I love the logic of scientific offspring.

Looky Here

Check out page 6 of the current copy of Keystone Family Physician, the official publication of the Pennsylvania Academy of Family Physicians.

For anyone without Adobe Flash player and to flesh out this post a bit, here's what it says:
Lucy Hornstein, MD (Valley Forge) is known to many simply as “#1 Dinosaur.” That’s her blogging moniker for “Musings of a Dinosaur,” which she has authored since August 2006. The blog built a huge following and she was asked to write a book about her almost 20 years as a “so-called dinosaur” or “solo practice primary care physician.”

“Declarations of a Dinosaur; 10 Laws I’ve Learned as a Family Doctor” hit the bookstore shelves in August. Published by Kaplan, the book offers advice to others who hung out the shingle, musings to help them survive and, hopefully, thrive in a profession that some think is on its way to extinction or already there.

Not so fast, says Dr. Hornstein, a PAFP member since 1988, who notes her first book is just that and not a new career.

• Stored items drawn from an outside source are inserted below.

Issue #365, opened 2020-03-22
UCP: Using more Validator and Defaulter, more friendly for user


Gallardot:
## Description 

Through implement the Defaulter and the Validator interface, We have  implemented admission webhooks for chaos object. But currently we only have some simple rules.I think more rules can make chaos-mesh more friendly for user.
for example A:
https://github.com/pingcap/chaos-mesh/blob/41b31e5e3375654e24d83932dd624d15a191fa31/api/v1alpha1/common_types.go#L65-L75

**Cron should be match the spec rules**

for example B:
https://github.com/pingcap/chaos-mesh/blob/41b31e5e3375654e24d83932dd624d15a191fa31/api/v1alpha1/networkchaos_types.go#L248-L274

**DelaySpec.Latency and DelaySpec.Jitter should be time format.**

If user typo, execute `kubectl create -f chaos.yaml` is OK. But it doesn't actually work. The user can only check the log of chaos-mesh. It's a waste of time.

So I think make more Validation rules by the `webhook.Validator` and(or)  [crd-validation](https://book.kubebuilder.io/reference/markers/crd-validation.html) is more friendly for user.If user typo, user knows immediately what the problem is.

At least 5 cheker for the chaos objects

1. `Specific format checker`
2. `Value range checker`
3. `Null checker`
4. `Regular checker`
5.  `Combination checker`
6.  etc......

I think this proposal also match the [TiDB Usability Challenge Program](https://github.com/pingcap/community/blob/master/challenge-programs/challenge-program-season-2.md).  😄

## Score 

* 936

## Mentor(s)

* @cwen0

Contact the mentors: #tidb-challenge-program channel in TiDB Community Slack Workspace

## Recommended Skills

* Golang
* Kubernetes

## Learning Materials

* [Development guide of chaos-mesh](https://github.com/pingcap/chaos-mesh/wiki/Development-Overview) 
* [Chaos-mesh Contributing Tutorial](https://yisaer.gitbook.io/chaos-mesh-contributing-tutorials/)
*  [crd-validation](https://book.kubebuilder.io/reference/markers/crd-validation.html)

cwen0:
> I think this proposal also match the TiDB Usability Challenge Program. 😄 

Thanks for your proposal, this is a good suggestion. We can split this proposal to multi easy tasks.

you06:
@Gallardot try again please

Issue #373, opened 2020-03-23
Validate duration and cron schedule conflict in webhook


at15:
## Feature Request

**Is your feature request related to a problem? Please describe:**

From https://github.com/pingcap/chaos-mesh/pull/353#discussion_r396348890

When user give a duration that is smaller than cron interval in networkchaos.
Controller generates warning `nextRecover shouldn't be later than nextStart`

```yaml
  duration: "10s"
  scheduler:
    cron: "@every 5s
```

**Describe the feature you'd like:**

Validate duration and cron schedule in webhook instead of at runtime inside controller.
Reject invalid spec directly when user submit it.

**Describe alternatives you've considered:**

N/A

**Teachability, Documentation, Adoption, Migration Strategy:**

Should mention in doc that user should be aware of the different duration they are specifying to avoid conflict. I think even delay could cause conflict (unexpected behavior), i.e. a delay of 5s with a cron of 1s

at15:
It seems it's not limit to network chaos, there is a `ValidateScheduler` interface for each chaos and most implementations are same, only checks at least one of duration and scheduler is presented.

https://github.com/pingcap/chaos-mesh/blob/master/api/v1alpha1/iochaos_webhook.go#L83-L95

https://github.com/pingcap/chaos-mesh/blob/master/api/v1alpha1/networkchaos_webhook.go#L106-L119

Maybe we should merge them and use a default implementation for most chaos unless they have different requirement when it comes to duration and schedule.

cwen0:
> Maybe we should merge them and use a default implementation for most chaos unless they have different requirement when it comes to duration and schedule. 

@at15 This is a good idea, I've wanted to do this for a long time. Can you help us optimize this?

YangKeao:
> 
> 
> > Maybe we should merge them and use a default implementation for most chaos unless they have different requirement when it comes to duration and schedule.
> 
> @at15 This is a good idea, I've wanted to do this for a long time. Can you help us optimize this?

I have tried to do this with embedded struct. However, the code generator seems cannot work with embedded structs well 😿

Gallardot:
> I have tried to do this with embedded struct. However, it seems that the code generator cannot work with embedded structs well 😿

@YangKeao 

How about this ?

```
type SchedulerSpec struct {
	Cron string `json:"cron,omitempty"`
        Duration *string `json:"duration,omitempty"`
}
```

I think `Duration` and `Cron` are very relevant fields. Why not define them together？

[...]

PR #387, opened 2020-03-28
Using more Validator and Defaulter, more friendly for user

Gallardot:
UCP #365 

#365 

Check the list

common chaos field:

- [x] spec.mode
- [x] spec.value
- [x] spec.duration
- [x] spec.scheduler
- [x] spec.scheduler.cron

iochaos field:

- [x] spec.action
- [x] spec.layer
- [x] spec.delay
- [x] spec.errno
- [x] spec.percent

timechaos field:

- [x] spec.timeOffset
- [x] spec.ClockIds

networkchaos field:

- [x] spec.action
- [x] spec.bandwidth.peakrate
- [x] spec.bandwidth.minburst
- [x] spec.direction
- [x] spec.delay
- [x] spec.loss
- [x] spec.duplicate
- [x] spec.corrupt
- [x] spec.bandwidth
- [x] spec.target

podschaos field:

- [x] spec.action
- [x] spec.containerName

kernelchaos field:

- [x] spec.failKernRequest.failtype
- [x] spec.failKernRequest.probability
- [x] spec.failKernRequest.times

### Check List 

Tests 

 - Unit test

Code changes

 - Has Go code change

Side effects

 - None

Related changes

 - None

```release-note
NONE
```


api/v1alpha1/common_validation.go
```diff
@@ -0,0 +1,97 @@
...
+)
+
+// ValidateScheduler validates the scheduler and duration
+func ValidateScheduler(duration *string, scheduler *SchedulerSpec, spec *field.Path) field.ErrorList {
+	allErrs := field.ErrorList{}
+	schedulerField := spec.Child("scheduler")
+	durationField := spec.Child("duration")
+
+	if duration != nil && scheduler != nil {
+		_, err := cron.ParseStandard(scheduler.Cron)
```
at15: For #373 you can do type check on the cron, if the syntax is `every 5m` then the type should be  `ConstantDelaySchedule`. However for normal cron syntax it's a bit hard to compare, you need to check the unit.

Gallardot: @at15 
It is better to solve #373  on another PR. Otherwise current PR will get complicated. 😂

zhouqiang-cl:
@cwen0 @YangKeao @yeya24 @Yisaer @AngleNet @at15 This is a big PR.  Please help to take a look. 

thanks

api/v1alpha1/common_validation.go
```diff
@@ -0,0 +1,97 @@
...
+
+const (
+	// ValidateSchedulerError defined the error message for ValidateScheduler
+	ValidateSchedulerError = "schedule and duration should be omitted or defined at the same time"
+
+	// ValidatePodchaosSchedulerError defined the error message for ValidateScheduler of Podchaos
+	ValidatePodchaosSchedulerError = "schedule should be omitted"
+
+	// ValidateValueParseError defined the error message for value parse error
+	ValidateValueParseError = "parse value field error"
```
yeya24: Please change all `defined` to `defines`

api/v1alpha1/common_validation.go
```diff
@@ -0,0 +1,97 @@
...
+	} else if duration == nil && scheduler == nil {
+		return nil
+	}
+
+	allErrs = append(allErrs, field.Invalid(schedulerField, scheduler, ValidateSchedulerError))
+	return allErrs
+}
+
+// ValidateValue validates the value with podmode
+func ValidateValue(value string, mode PodMode, valueField *field.Path) field.ErrorList {
```
yeya24: Actually I think this function name is not that clear. What about changing it to `ValidatePodMode`? Since the value checking is based on the pod mode field

api/v1alpha1/kernelchaos_types.go
```diff
@@ -93,6 +94,8 @@ type FailKernRequest struct {
 	//   1. https://www.kernel.org/doc/html/latest/fault-injection/fault-injection.html
 	//   2. http://github.com/iovisor/bcc/blob/master/tools/inject_example.txt
 	// to learn more
+	// +kubebuilder:validation:Maximum=2
+	// +kubebuilder:validation:Minimum=0
```
yeya24: Is that true?

api/v1alpha1/networkchaos_types.go
```diff
@@ -266,17 +270,17 @@ type DelaySpec struct {
 }
 
 // ToNetem implements Netem interface.
-func (delay *DelaySpec) ToNetem() (*chaosdaemonpb.Netem, error) {
-	delayTime, err := time.ParseDuration(delay.Latency)
+func (in *DelaySpec) ToNetem() (*chaosdaemonpb.Netem, error) {
```
yeya24: Why change all to `in`? `in` is not that readable...

at15: I think it's because IDE like goland would show warning for having all method receivers using same name. `in` is used by generator when generating `DeepCopy`

api/v1alpha1/common_validation.go
Gallardot: Good idea. It makes it clearer.

api/v1alpha1/kernelchaos_types.go
Gallardot:
```
// FailType indicates what to fail, can be set to '0' / '1' / '2'
	// If `0`, indicates slab to fail (should_failslab)
	// If `1`, indicates alloc_page to fail (should_fail_alloc_page)
	// If `2`, indicates bio to fail (should_fail_bio)
	// You can read:
	//   1. https://www.kernel.org/doc/html/latest/fault-injection/fault-injection.html
	//   2. http://github.com/iovisor/bcc/blob/master/tools/inject_example.txt
	// to learn more
```

Yes, refer to its comments.

api/v1alpha1/networkchaos_types.go
Gallardot: Yes,this is caused by goland and generator.

api/v1alpha1/common_validation.go
```diff
@@ -0,0 +1,97 @@
...
+
+// ValidatePodMode validates the value with podmode
+func ValidatePodMode(value string, mode PodMode, valueField *field.Path) field.ErrorList {
+	allErrs := field.ErrorList{}
+	switch mode {
+	case FixedPodMode:
+		num, err := strconv.Atoi(value)
+		if err != nil {
+			allErrs = append(allErrs, field.Invalid(valueField, value, ValidateValueParseError))
+		} else if num <= 0 {
```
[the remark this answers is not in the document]
Gallardot:
```
num, err := strconv.Atoi(value)
```

If an error occurred, the `num` is `0`. User will receive two error messages. But I think it's OK for User.I will change it.

cwen0:
@YangKeao @yeya24 PTAL

api/v1alpha1/common_validation.go
```diff
@@ -0,0 +1,101 @@
...
+			allErrs = append(allErrs, field.Invalid(valueField, value,
+				fmt.Sprintf(ValidateValueParseError, err)))
+		}
+
+		if percentage <= 0 || percentage > 100 {
+			allErrs = append(allErrs, field.Invalid(valueField, value,
+				fmt.Sprintf("value of %d is invalid, Must be (0,100] with mode:%s",
+					percentage, mode)))
+		}
+	}
```
YangKeao, line 99: Should we check unknown mode here?

Gallardot: I think we don't need to check unknown mode. Because we've already used the CRD-Validator to do the same things.

```
// +kubebuilder:validation:Enum=one;all;fixed;fixed-percent;random-max-percent
Mode PodMode `json:"mode"`
```

The unknown mode will occur an error.

YangKeao: Great 👍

Here’s the opening now posted on her blog….“They say the solo Family Doctor is extinct; gone the way of the dinosaur. Well, I've been in private practice for nineteen years and I'm still kicking, so here's my blog. Until they drag my cold, dead body off into the tar pit, read about my trials and tribulations -- and the joys and triumphs, which are what keep me going. I'm also embarking on a new career as an author. You can read my first book by ordering it below. If anyone worries that I may become so successful with my writing that I will give up my medical practice, rest assured: writing is something I do; doctoring is who I am.”

Read her 10 laws and more at http://dinosaurmusings.blogspot.com/
The actual article also has a picture of the book, and another one of moi. Plus it makes a nifty "whooshing" noise when you click to turn the pages.